§ **Work item**: Only the lines with "allocation" in the entries below belong in the answer; please copy them.
────────
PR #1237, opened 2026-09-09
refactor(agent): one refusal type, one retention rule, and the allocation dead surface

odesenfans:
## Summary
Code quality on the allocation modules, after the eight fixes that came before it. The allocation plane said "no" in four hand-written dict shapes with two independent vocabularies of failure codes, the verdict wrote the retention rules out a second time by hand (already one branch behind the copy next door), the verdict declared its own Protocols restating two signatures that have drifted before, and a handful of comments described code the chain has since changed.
────────
§ **Answer space**:
refactor(agent): one refusal type, one retention rule, and the allocation dead surface
Code quality on the allocation modules, after the eight fixes that came before it. The allocation plane said "no" in four hand-written dict shapes with two independent vocabularies of failure codes, the verdict wrote the retention rules out a second time by hand (already one branch behind the copy next door), the verdict declared its own Protocols restating two signatures that have drifted before, and a handful of comments described code the chain has since changed.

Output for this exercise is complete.